Ein Kommentar von EuroNatur-Projektleiterin Antje Henkelmann
Die emotionale Berichterstattung zum Todesfall im Trentino spiegelt die verständliche Verunsicherung vieler Menschen wider, die sich eine Koexistenz zwischen Mensch und Braunbär in der Bundesrepublik Deutschland nur schwer vorstellen können. Bei EuroNatur arbeiten wir sowohl im Bereich Artenschutz als auch am Erhalt wertvoller Kulturlandschaften. Wir sehen uns daher in besonderer Verantwortung, den gesellschaftlichen Diskurs zu diesem Thema mit wachem Blick zu begleiten.

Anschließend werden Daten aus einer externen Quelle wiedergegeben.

PR #2768, opened 2019-05-25
Detect Breaking Ground DLC

### LINKED ISSUE #2765: New DLC "Breaking Ground" will be out soon
https://forum.kerbalspaceprogram.com/index.php?/topic/184279-kerbal-space-program-breaks-ground-with-a-new-dlc/

- Surface features
- Placeable over-time experiments
- Robotic parts

Estimated release May 30. Cost $14.99.

We'll need a follow-up to #2326 to detect this. I think it's safe to say that there's more ambient excitement about this than the previous DLC, so my guess is there'll be more mods depending on it.

dbent:
(Probably) Fixes #2765

Refactors the common logic of `MakingHistoryDlcDetector` into a `StandardDlcDetectorBase` and creates a new `BreakingGroundDlcDetector`.

Quoting from the documentation comment:

> Base class for DLC Detectors that follow standard conventions.
>
> "Standard conventions" is defined as detecting installation by the presence of directory with the name `IdentifierBaseName` in the `[GameData]/SquadExpansion` directory, detecting version by parsing a version line in a `readme.txt` file in the same directory, and having an identifier of `IdentifierBaseName-DLC`.

Assuming Breaking Ground in fact does follow these conventions then this should be all that's required to support it. This can probably be merged after Breaking Ground is released and we confirm that it does follow the conventions.

### DIFF
--- a/Core/DLC/BreakingGroundDlcDetector.cs
+++ b/Core/DLC/BreakingGroundDlcDetector.cs
@@ -1,0 +1,13 @@
+﻿using System.Collections.Generic;
+
+namespace CKAN.DLC
+{
+    /// <summary>
+    /// Represents an object that can detect the presence of the official Making History DLC in a KSP installation.
+    /// </summary>
+    public sealed class BreakingGroundDlcDetector : StandardDlcDetectorBase
+    {
+        public BreakingGroundDlcDetector()
+            : base("BreakingGround", "Serenity") { }
+    }
+}
--- a/Core/CKAN-core.csproj
+++ b/Core/CKAN-core.csproj
@@ -73,7 +73,9 @@
     <Compile Include="Converters\JsonSingleOrArrayConverter.cs" />
     <Compile Include="Converters\JsonRelationshipConverter.cs" />
     <Compile Include="DLC\IDlcDetector.cs" />
+    <Compile Include="DLC\BreakingGroundDlcDetector.cs" />
     <Compile Include="DLC\MakingHistoryDlcDetector.cs" />
+    <Compile Include="DLC\StandardDlcDetectorBase.cs" />
     <Compile Include="Exporters\BbCodeExporter.cs" />
     <Compile Include="Exporters\DelimeterSeperatedValueExporter.cs" />
     <Compile Include="Exporters\Exporter.cs" />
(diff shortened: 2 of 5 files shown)


Olympic1:
`FakeInstance` should be reworked for the new DLC so it could create a fake install with both of them installed.

https://github.com/KSP-CKAN/CKAN/blob/b996c59304dd575286e235cf978667e3150998c1/Core/KSPManager.cs#L207

The tests in `CKAN/Tests/Core/Registry/Registry.cs` shouldn't need an update if the naming convention stays the same.

HebaruSan:
Looks solid, will take it for a test drive once the DLC is released. :+1:

dbent:
@Olympic1 I'll probably add support for that this weekend.

Core/DLC/BreakingGroundDlcDetector.cs
```diff
@@ -0,0 +1,17 @@
...
+
+namespace CKAN.DLC
+{
+    /// <summary>
+    /// Represents an object that can detect the presence of the official Making History DLC in a KSP installation.
+    /// </summary>
+    public sealed class BreakingGroundDlcDetector : StandardDlcDetectorBase
+    {
+        public BreakingGroundDlcDetector()
+            : base("BreakingGround", new Dictionary<string, string>()
```
HebaruSan: Apparently the folder name for this DLC is `Serenity`, so looking for a `BreakingGround` folder doesn't work. And we probably don't want to make modders depend on `Serenity-DLC`, so can we split out the identifier from the folder?

dbent: Well that's... interesting. I'll have an update tonight once I'm home.

dbent:
@HebaruSan `StandardDlcDetectorBase` now has an overloaded constructor which allows you to pass in a `directoryBaseName`. If the other ctor is used, `directoryBaseName` defaults to the same as `identifierBaseName`.

I've also removed the canonical version dictionary for... Serenity, as the first release is in fact `1.0.0` and not `1.0`.

HebaruSan:
Confirmed that it detects the DLC correctly with the latest changes. :+1: 

@dbent, you mentioned updating the fake instance stuff. Are you planning to add that to this PR? If so, I can wait for further review, but otherwise I think this is ready to merge.

dbent:
I'll do that in a separate PR.

DasSkelett:
@dbent, are you already working on the instance faking update? Else I could look into it tomorrow, if you'd prefer that.

dbent:
@DasSkelett I have not, have at it.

Die Vorfälle im Trentino und in den rumänischen Karpaten, wo ein deutscher Tierfilmer von einem Braunbären attackiert wurde, verweisen eindringlich auf die potentiellen Risiken und Konflikte eines Nebeneinanders von großen Beutegreifern und jenen Menschen, die sich in deren ursprünglichen Verbreitungsgebieten aufhalten oder dort ihren Lebensunterhalt verdienen. Es zeigt sich: Natur- und Artenschutz haben ihren Preis. Informationskampagnen, Präventionsmaßnahmen und Entschädigungen bei Nutztier-Rissen kosten Geld.
Zudem können Zusammenstöße zwischen Menschen und potentiell gefährlichen Wildtieren auch mit gutem Management nicht gänzlich ausgeschlossen werden. Dieses Risiko ist im Vergleich zu anderen Gefährdungen in der Natur gering. Dennoch müssen die Menschen im dicht besiedelten Mitteleuropa sich erst wieder an den Gedanken gewöhnen, dass sie dort wo wilde Tiere leben, den Raum mit ihnen teilen müssen.
Gleichzeitig ergibt sich aus der Vertreibung und nahezu vollständigen Ausrottung großer Beutegreifer durch den Menschen die Verantwortung, ihren Fortbestand zu gewährleisten. Das Bekenntnis zu dieser Verantwortung ist kein romantischer Tagtraum weltfremder Naturschützer oder Tierliebhaberinnen. Vielmehr sichert Biodiversität die Lebensgrundlage des Menschen. Ihre Aufrechterhaltung ist Bestandteil einer dringend notwendigen Kurskorrektur in unserem Selbstverständnis. Für funktionierende Ökosysteme sind Große Beutegreifer unverzichtbar. Auf einem zunehmend ungastlichen Planeten muss der Mensch sich wieder als Teil seiner Umwelt verstehen.
EuroNatur und ihre Partner vor Ort suchen nach Lösungen zum Spannungsabbau zwischen Mensch und Braunbär. Erfreulicherweise gelingt es unseren Partnern, in unterschiedlichen Projektgebieten eindrücklich zu demonstrieren, dass eine konfliktarme Koexistenz von Menschen, Weidetieren und großen Beutegreifern möglich ist. Diese setzt politischen Willen und die Bereitstellung ausreichender Mittel für eine wissenschaftlich solide Begleitung und Risikominderung voraus.
Der durch einen Bären verursachte Tod des jungen Mannes im Trentino ist eine Tragödie. Für uns ergibt sich daraus die Aufgabe, sensibel und fundiert zu einer sachlichen Debatte beizutragen und politischer Instrumentalisierung entgegenzutreten. Die Suche nach pragmatischen Lösungen für Konflikte zwischen Bär und Mensch kann – hier ist Ehrlichkeit geboten – Risiken nicht ausschließen. Aber sie kann Gefahren reduzieren und demonstrieren, wie der Mensch künftig in einer Welt, in der er nicht allein ist, einvernehmlich mit Bär und Co. leben kann.
Die Autorin dieses Beitrags, Antje Henkelmann, arbeitet als Projektleiterin bei EuroNatur. Sie ist Bären schon sehr nahe gekommen - als sie im Rahmen ihrer Masterarbeit auf dem Yukon unterwegs war und über Grizzlys geforscht hat.